Cusack suggested the research indicated people were being overdiagnosed and said that “unless something is done to regulate this, it will affect public trust in diagnoses per se”.

He also said there were large regional variations in diagnoses. He pointed to research that found up to 4% of children aged 10 to 14 years old are being diagnosed in some areas, compared with 1.5% in others.

“That’s really dangerous because it means there’s no clarity in what a diagnosis is for, who it is for and how systems support the wide range of people being given a positive diagnosis,” he said.

Unlike Cusack, Mandy guesses that there is more underdiagnosis of adults than overdiagnosis. “But the key question is, ‘What level of diagnosis is correct?’ and the honest answer is nobody knows,” he said. “But the fact that there isn’t a consistent conversion rate between referrals and diagnoses is very troubling.”

Mandy said his results “show we need radical change in the way autism diagnoses are given”. He said: “Our findings worry me because this is a high-stakes assessment that is really important in affecting somebody’s identity, their access to services and funds, and their life decisions.”

The government’s 2010 autism strategy recommended the establishment of specialist, community-based, multidisciplinary teams to provide, coordinate and oversee services. However, there is no guidance around the staffing of these teams or how they should operate. As a result, a number of different models have emerged.

Bryony Beresford, a professor at the University of York, conducted the first national evaluation of specialist autism team service models in 2020. She also found a wide variation in reported rates of diagnosis, ranging from less than 50% to more than 80%.

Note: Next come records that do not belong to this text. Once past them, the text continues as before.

PR #406, opened 2025-03-10
feat(mcu-util): control gimbal relative to current position

fouge:
allows us to go past the available range for testing gimbal


TheButlah (approved):
Should we print out when the range requested exceeds what is possible? And will this damage the hardware?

“Each team differed in their diagnostic assessment protocols and each was unique,” she said. “In addition, unlike some diagnoses, clinical judgment is central to the autism diagnostic process and this will contribute to variation. Does this mean we can’t trust diagnoses? We just don’t yet have the evidence to say yes or no to that question.”

Dr Peter Carpenter, the chair of the Neurodevelopmental Psychiatry Special Interest Group, agreed that it was “very much in the eye of the clinician-beholder as to whether someone is diagnosed as autistic or not”.

He said there needed to be a national agreement of common practice and thresholds but that a level of variation was inevitable. “How do you get a definition of autism that experts can work to precisely and consistently which covers everybody at all ages and includes both members of Mensa and the most profoundly intellectually disabled?” he asked. “All our criteria involve a large amount of room for interpretation by individual clinicians.”

Many are now turning to independent diagnostic assessments but the National Autistic Society (NAS) said their decisions could not necessarily be relied on either. “There are many providers out there now, some for profit and others not for profit,” said Dr Sarah Lister Brook, NAS’s clinical director. “Some are regulated – many are commissioned by the NHS to deal with NHS waiting lists – but some operate with minimal regulation or oversight so the quality is variable.”

An NHS spokesperson said: “The NHS is fully committed to supporting and improving the lives of autistic people, and published new national guidance for autism assessment services to ensure local areas can manage the 50% increase in referrals they have seen over last year while ensuring people have the support they need as they wait to be assessed.”